Обучая Випассане, Будда и покинул этот мир. Он никогда не говорил о себе как о боге. Не считал, что обладает божественной силой. Наоборот, человек — только человек! Сам сделавший себя и самостоятельно построивший собственную жизнь. В этом смысле он скорее богоборец. Достигнув просветления и тем самым разрушив сансару — череду рождений и смертей, которая представлялась в виде все новых Домов, — он сказал следующее:
Слушай, Строитель Дома!
Я уничтожил все — кровлю и пол, и камни для стен.
Ты не сможешь больше построить Дом для меня.
Не прячься, Ты стал мне полностью виден.
И богу, если существует он где-то на небесах, не оставалось ничего другого, как подчиниться Будде.
Я закончил курсы Випассаны с чувством любви и уважения к человеку по имени Сиддхаттха Готама. Иногда во время медитации мне кажется, что я чувствую его где-то рядом. Он продолжает заботиться обо мне и обо всех тех, кого я люблю. И лишь один вопрос не дает мне покоя: что потом случилось с Рахулой — оставленным Сиддхаттхой двухлетним сыном? Кем он стал? Были ли у него дети? Что он знал о своем отце? Встречались ли они?

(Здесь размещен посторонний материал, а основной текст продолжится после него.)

PR #246, opened 2023-04-14
some changes

float3:


Packages/com.llealloo.audiolink/Runtime/Scripts/AudioLink.cs
```diff
@@ -16,14 +16,14 @@ namespace VRCAudioLink
...
-    using static UnityEngine.Shader;
+    using static Shader;
 
     using UnityEngine.Rendering;
 
     public class AudioLink : MonoBehaviour
 #endif
     {
-        const float AUDIOLINK_VERSION_NUMBER = 3.02f;
+        const float AudiolinkVersionNumber = 3.02f;
```
pema99, line 23: Audio**L**ink

Packages/com.llealloo.audiolink/Editor/Scripts/AudioLinkEditor.cs
```diff
@@ -1,35 +1,66 @@
...
-        UdonSharpBehaviour[] allUdonSharpBehaviours = FindObjectsOfType<UdonSharpBehaviour>();
-        foreach (var behaviour in allUdonSharpBehaviours)
+        public override void OnInspectorGUI()
         {
-            if (behaviour.GetType().GetField("audioLink") != null)
+#if UDONSHARP
+            if (UdonSharpGUI.DrawDefaultUdonSharpBehaviourHeader(target)) return;
+#endif
+            // don't use Camera.main here because the main camera might not have the main camera tag?
+            if (FindObjectsOfType<Camera>().Length <= 1)
```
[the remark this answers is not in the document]
pema99: this is kinda wack to have in a hot-loop since the perf gets arbitrarily bad, but I guess it's not so bad considering it will only happen when the inspector is shown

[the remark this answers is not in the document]
float3: I tested this and couldn't see a slow down even with moderately sized scenes, but you are right, it's not ideal. we can probably make some assumptions and just use Camera.main

pema99:
Retarget this to master. Dev is kill.

Packages/com.llealloo.audiolink/Runtime/Scripts/AudioLink.cs
```diff
@@ -100,6 +100,7 @@ public class AudioLink : MonoBehaviour
 
         [Header("Experimental (Limits performance)")]
         [Tooltip("Enable Udon audioData array. Required by AudioReactiveLight and AudioReactiveObject. Uses ReadPixels which carries a performance hit. For experimental use when performance is less of a concern")]
+        [Obsolete("Do not reference this field directly, use AudioLink.EnableReadback and AudioLink.DisableReadback instead")]
```
float3, line 103: if this field is manually accessed in editor or by an udon script then it will go out of sync with the camera state.
I see a couple of ways of solving this
- access modifiers such as internal (maybe even different access modifiers based on UNITY_EDITOR, although that is a little cursed)
- Obsolete attribute, though it seems like weak security
- Guarding the camera disabling logic with !UNITY_EDITOR

float3: I also added some buttons to the UI to toggle this state instead

float3: lmk what you think @pema99

Packages/com.llealloo.audiolink/Runtime/Scripts/AudioLink.cs
```diff
@@ -304,11 +304,13 @@ void Start()
             gameObject.SetActive(true); // client disables extra cameras, so set it true
             transform.position = new Vector3(0f, 10000000f, 0f); // keep this in a far away place
 
+#if !UNITY_EDITOR
```
pema99, line 309: why?

Packages/com.llealloo.audiolink/Runtime/Scripts/AudioLink.cs
```diff
@@ -494,10 +496,25 @@ void OnPostRender()
...
                 audioData = audioData2D.GetPixels();
+#endif
+            }
+        }
+        // ReSharper disable once UnusedMember.Global
+        public void OnAsyncGpuReadbackComplete(VRCAsyncGPUReadbackRequest request)
+        {
+            if (!request.hasError)
+            {
+                audioData = new Color[audioData2D.width * audioData2D.height];
```
pema99, line 513: allocation for no reason

Packages/com.llealloo.audiolink/Runtime/AudioLink.asmdef
```diff
@@ -3,17 +3,16 @@
     "references": [
         "UdonSharp.Runtime",
         "UdonSharp.Lib",
-        "VRC.Udon"
+        "VRC.Udon",
+        "VRC.Udon.Serialization.OdinSerializer"
```
pema99, line 7: why?

pema99:
IMO mixing the 2 first points with the rest is a cardinal sin, since it makes the diff way more cursed than it has to be. I don't want to be a dick here, but could you please at least split this into: refactoring (rename, dead code, reformat, style changes, etc.), bugfixes/usability (warnings, small behavior changes), readback changes (async readback + improves to readback UI, new texture format)

Packages/com.llealloo.audiolink/Runtime/Scripts/AudioLink.cs
float3: if I do this then we can't reference the field ourselves

float3: or at least I don't know how

Packages/com.llealloo.audiolink/Runtime/Scripts/AudioLink.cs
```diff
@@ -494,10 +496,25 @@ void OnPostRender()
         {
             if (audioDataToggle)
             {
+// only do this on android
```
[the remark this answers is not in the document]
float3: oops didn't mean to commit this

Packages/com.llealloo.audiolink/Runtime/AudioLink.asmdef
float3: referencing IUdonEventReceiver causes this otherwise
```
The type 'ISupportsPrefabSerialization' is defined in an assembly that is not referenced. You must add a reference to assembly 'VRC.Udon.Serialization.OdinSerializer, Version=0.0.0.0, Culture=neutral, PublicKeyToken=null'.
```

Packages/com.llealloo.audiolink/Runtime/Scripts/AudioLink.cs
float3: in editor someone might toggle `audioDataToggle` in the inspector and wonder why it isn't working (because the cameras were turned off on start).

PR #251, opened 2023-04-26
first pass at ARB

float3:


pema99:
Pushed some fixes and improvements. Looking good so far.

Packages/com.llealloo.audiolink/Runtime/Scripts/AudioLink.cs
```diff
@@ -495,6 +512,25 @@ void OnPostRender()
                 audioData = audioData2D.GetPixels();
             }
         }
+#else
+#if UDONSHARP
+        public void OnAsyncGpuReadbackComplete(VRCAsyncGPUReadbackRequest request)
```
pema99, line 517: can we just split this into 2 indentical named functions. The preprocessor spam is hard to read

pema99: #if UDONSHARP
public void OnAsyncGpuReadbackComplete(VRCAsyncGPUReadbackRequest request) { ... }
#else
public void OnAsyncGpuReadbackComplete(AsyncGPUReadbackRequest request) { ... }
#endif

float3: ok

PR #253, opened 2023-04-27
improve yt-dlp player

float3:


Packages/com.llealloo.audiolink/Runtime/Scripts/YtdlpPlayer.cs
```diff
@@ -242,29 +272,94 @@ public override void OnInspectorGUI()
...
+                                _ytdlpPlayer.VideoPlayer.Stop();
+                        }
+                    }
+                }
+
+                float volume;
+                using (new EditorGUI.DisabledScope(!_ytdlpPlayer.GetAudioSourceVolume(out volume)))
+                {
+                    EditorGUI.BeginChangeCheck();
+                    volume = EditorGUILayout.Slider(new GUIContent("  AudioSource Gain", EditorGUIUtility.IconContent("d_Profiler.Audio").image), volume, 0.0f, 1.0f);
```
teehzero: Labelling this "AudioSource Gain" in the UI led me originally to believe this would affect AudioLink internal gain only. A more canonical name like "Volume" might be better for UX.

float3:
closed

Packages/com.llealloo.audiolink/Runtime/Scripts/YtdlpPlayer.cs
float3: this makes sense to me as it's also called Volume in the AudioSource component

PR #255, opened 2023-05-02
improve yt dlp player

float3:
continuation of #253


pema99:
It's a little wack that the diff is basically useless here because we renamed the file simultaneously with changing a bunch of code. Do you plan to address that or nah?

float3:
> It's a little wack that the diff is basically useless here because we renamed the file simultaneously with changing a bunch of code. Do you plan to address that or nah?

what do you suggest?

pema99:
I think if you rename the file back to its original name, git might understand the diff. Worth a try, you can always change it in a later commit

pema99:
So long as you have minimal changes in the file, git is made to understand when you are just renaming stuff, and it will keep the history

Packages/com.llealloo.audiolink/Runtime/Scripts/YtdlpPlayer.cs
```diff
@@ -1,203 +1,176 @@
...
-#endif
+                AudioSource audioSourceOutput = videoPlayer.GetTargetAudioSource(0);
+                if (audioSourceOutput != null)
+                    audioSourceOutput.volume = Mathf.Clamp01(volume);
             }
         }
     }
 
-    public static class YtdlpURLResolver
+    public class Request
```
pema99, line 135: lets change the name of this to something more descriptive

Packages/com.llealloo.audiolink/Runtime/Scripts/YtdlpPlayer.cs
```diff
@@ -1,203 +1,176 @@
...
+    public static class ytdlpURLResolver
     {
-        private static string _localYtdlpPath = Application.dataPath + "\\AudioLink\\yt-dlp.exe";
+        private static string _localytdlpPath = Application.dataPath + "\\AudioLink\\yt-dlp.exe";
 
         private static string _ytdlpPath = "";
         private static bool _ytdlpFound = false;
 
-        public static bool IsYtdlpAvailable()
+        public static bool IsytdlpAvailable()
```
pema99, line 148: Uppercase ytdlp here ? And in Locateytdlp?

Packages/com.llealloo.audiolink/Runtime/Scripts/YtdlpPlayer.cs
```diff
@@ -277,5 +259,160 @@ private static string LocateExecutable(string name)
...
+
+            bool hasVideoPlayer = _ytdlpPlayer.videoPlayer != null;
+            float playbackTime = hasVideoPlayer ? _ytdlpPlayer.GetPlaybackTime() : 0;
+            double videoLength = hasVideoPlayer ? _ytdlpPlayer.videoPlayer.length : 0;
+
+            using (new EditorGUI.DisabledScope(!available))
+            {
+                using (new EditorGUILayout.HorizontalScope())
+                {
+                    EditorGUILayout.LabelField(new GUIContent(" Video URL", EditorGUIUtility.IconContent("CloudConnect").image), GUILayout.Width(100));
```
pema99, line 300: " Video URL" space intentional?

pema99: looks like it

PR #258, opened 2023-05-20
Initialize Autogain Derate with positive value

teehzero:
Initializing Autogain Derate with a value of 0 results in significant harmonic distortion, discovered by playing a test track consisting of pure sine tones.

This change updates the AudioLinkAvatar prefab and AudioLink script to match the AudioLink world prefab.

~~I expect this change does not fix the core issue of Autogain's compensation initializing at such a high value in the shader, but this should at least hide it.~~

I originally tried to change AudioLink.shader:258 `float4 lastAutoGain = AudioLinkGetSelfPixelData(ALPASS_GENERALVU + int2(11, 0));` to `float4 lastAutoGain = max(0.01f, AudioLinkGetSelfPixelData(ALPASS_GENERALVU + int2(11, 0)));`. When that didn't immediately work I just poked around at stuff until I found something I could work with. Turns out you can configure an initial texture right on the render texture itself.


pema99:
I don't understand why you are adding a new texture. Isn't this change just about changing the default value for derate? Why the init texture?

pema99:
Mirroring from discord:

Changing the init texture really doesn't seem like the right way to fix this to me

We could just not adjust gain if the last value is 0 or below some epsilon, like adding it to the branch condition for example

Unless  I'm missing something

pema99:
It's a bit hard for me to say with certainty without fiddling with it myself. I'll do so shortly unless 3 does

float3:
You go ahead if you want, I'm busy today

teehzero:
> Mirroring from discord:
> 
> Changing the init texture really doesn't seem like the right way to fix this to me
> 
> We could just not adjust gain if the last value is 0 or below some epsilon, like adding it to the branch condition for example
> 
> Unless I'm missing something

The init texture I uploaded changes the value for only a single pixel. I think changing it is fine since there should be no other circumstances in regular use where both lastAutogain and _AutogainDerate will reach zero. Initializing in this way does not interfere with the regular operation of any other AudioLink components, and it does not require any additional infrastructure in the code to handle. There may be a better value to initialize to, but after everything has smoothed out we shouldn't need to worry about handling 0 cases.

PR #261, opened 2023-06-10
Implement Media State API

fundale:
Used for sending Video / Audio Player state to Avatar / World props
Has Player Volume, Player Time, Player Playback state, Player loop / playlist state


float3:
Hi, thanks for the PR, just fyi we increment the version number on each release and we decided the next release will be 1.0.0 as we're switching to semver

float3:
currently I'm keeping track of changes on the changelog branch, but I realize that's suboptimal so I'll try to merge that soon. other than that I think the feature you implemented is fine, we will have to test and get back to you with any change requests

Packages/com.llealloo.audiolink/Runtime/Scripts/AudioLink.cs
```diff
@@ -333,6 +373,48 @@ void Start()
...
+        None       0 (0.00)
+        Loop       1 (0.10)
+        LoopOne    2 (0.20)
+        Random     3 (0.30)
+        RandomLoop 4 (0.40)
+        */
+        public void SetMediaLoop(MediaLoop loopstate) {
+
+            int loop = (int)loopstate;
+            audioMaterial.SetFloat("_MediaLoop", (float)loop / 10);
```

Впрочем, не так уж и важны ответы на эти вопросы. Понятно, что Рахула давным-давно умер. И дети его. И дети тех детей. Что до Будды, то тот давнишний грех делает его в моих глазах еще более человечным и настоящим. А значит, еще более реальным объектом любви и почитания.
«Пусть все создания будут счастливы», — так говорил он.
— Садху, садху, садху! — троекратно повторяю я и склоняю голову. — Да будет так!